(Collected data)
"""
PR #3987, opened 2025-09-17
Fix shell plugin focus issue

### LINKED ISSUE #1945: BUG: Run Plugin - No focus when using win+r replacement

Jack251970:
Fix #1945


Jack251970:
Cannot work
"""
= WORK INSTRUCTION =
Write every entry out again. Keep each one exact.

= RESPONSE TO THE TASK =
PR #3987, opened 2025-09-17
Fix shell plugin focus issue

### LINKED ISSUE #1945: BUG: Run Plugin - No focus when using win+r replacement

Jack251970:
Fix #1945


Jack251970:
Cannot work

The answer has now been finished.